The entries that follow need to be returned without any alteration.
⁂
PR #1817, opened 2018-04-13
XQueryURLRewrite should select closest controller in hierarchy

wolfgangmm:
Fixes an issue introduced in ec96c07b33077ccaf88a5f61b2edbc04fa7c7c85. XQueryURLRewrite should select the closest `controller.xql` it finds in the collection hierarchy. If `/db/apps/foo/baz/nested` does not have a controller, the one in `/db/apps/foo/baz` should be returned and so on.

### DIFF
--- a/src/org/exist/http/urlrewrite/XQueryURLRewrite.java
+++ b/src/org/exist/http/urlrewrite/XQueryURLRewrite.java
@@ -775,15 +775,14 @@ public class XQueryURLRewrite extends HttpServlet {
     private @Nullable
     DocumentImpl findDbControllerXql(final DBBroker broker, final XmldbURI collectionUri, final String[] pathComponents) {
         Collection collection = null;
+        DocumentImpl controller = null;
         try {
             collection = broker.openCollection(collectionUri, LockMode.READ_LOCK);
             if (collection == null) {
                 return null;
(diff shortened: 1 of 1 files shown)


wolfgangmm:
To reproduce: create a collection `/db/apps/controller-test` and a subcollection `/db/apps/controller-test/nested`. Store a `controller.xql` into `/db/apps/controller-test` with following content:

```xquery
xquery version "3.1";

<p>Controller response</p>
```

Upload an arbitary XML resource into the nested collection, e.g. `samples/shakespeare/hamlet.xml`. Access http://localhost:8080/exist/apps/controller-test/nested/hamlet.xml in the browser. You should always see "Controller response" and NOT the resource as the controller should intercept any request to paths below it.

I have no idea what TCE is. Feel free to change the fix accordingly.

adamretter:
Subsumed by https://github.com/eXist-db/exist/pull/1826

adamretter:
@dizzzz "include or absorb (something) in something else"

dizzzz:
so.... #1826 should be taken and this one not? or both in a specific order? or....

adamretter:
@dizzzz this  one should be ignored and the other one merged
⁂
WRITTEN SOLUTION ▸
PR #1817, opened 2018-04-13
XQueryURLRewrite should select closest controller in hierarchy

wolfgangmm:
Fixes an issue introduced in ec96c07b33077ccaf88a5f61b2edbc04fa7c7c85. XQueryURLRewrite should select the closest `controller.xql` it finds in the collection hierarchy. If `/db/apps/foo/baz/nested` does not have a controller, the one in `/db/apps/foo/baz` should be returned and so on.

### DIFF
--- a/src/org/exist/http/urlrewrite/XQueryURLRewrite.java
+++ b/src/org/exist/http/urlrewrite/XQueryURLRewrite.java
@@ -775,15 +775,14 @@ public class XQueryURLRewrite extends HttpServlet {
     private @Nullable
     DocumentImpl findDbControllerXql(final DBBroker broker, final XmldbURI collectionUri, final String[] pathComponents) {
         Collection collection = null;
+        DocumentImpl controller = null;
         try {
             collection = broker.openCollection(collectionUri, LockMode.READ_LOCK);
             if (collection == null) {
                 return null;
(diff shortened: 1 of 1 files shown)


wolfgangmm:
To reproduce: create a collection `/db/apps/controller-test` and a subcollection `/db/apps/controller-test/nested`. Store a `controller.xql` into `/db/apps/controller-test` with following content:

```xquery
xquery version "3.1";

<p>Controller response</p>
```

Upload an arbitary XML resource into the nested collection, e.g. `samples/shakespeare/hamlet.xml`. Access http://localhost:8080/exist/apps/controller-test/nested/hamlet.xml in the browser. You should always see "Controller response" and NOT the resource as the controller should intercept any request to paths below it.

I have no idea what TCE is. Feel free to change the fix accordingly.

adamretter:
Subsumed by https://github.com/eXist-db/exist/pull/1826

adamretter:
@dizzzz "include or absorb (something) in something else"

dizzzz:
so.... #1826 should be taken and this one not? or both in a specific order? or....

adamretter:
@dizzzz this  one should be ignored and the other one merged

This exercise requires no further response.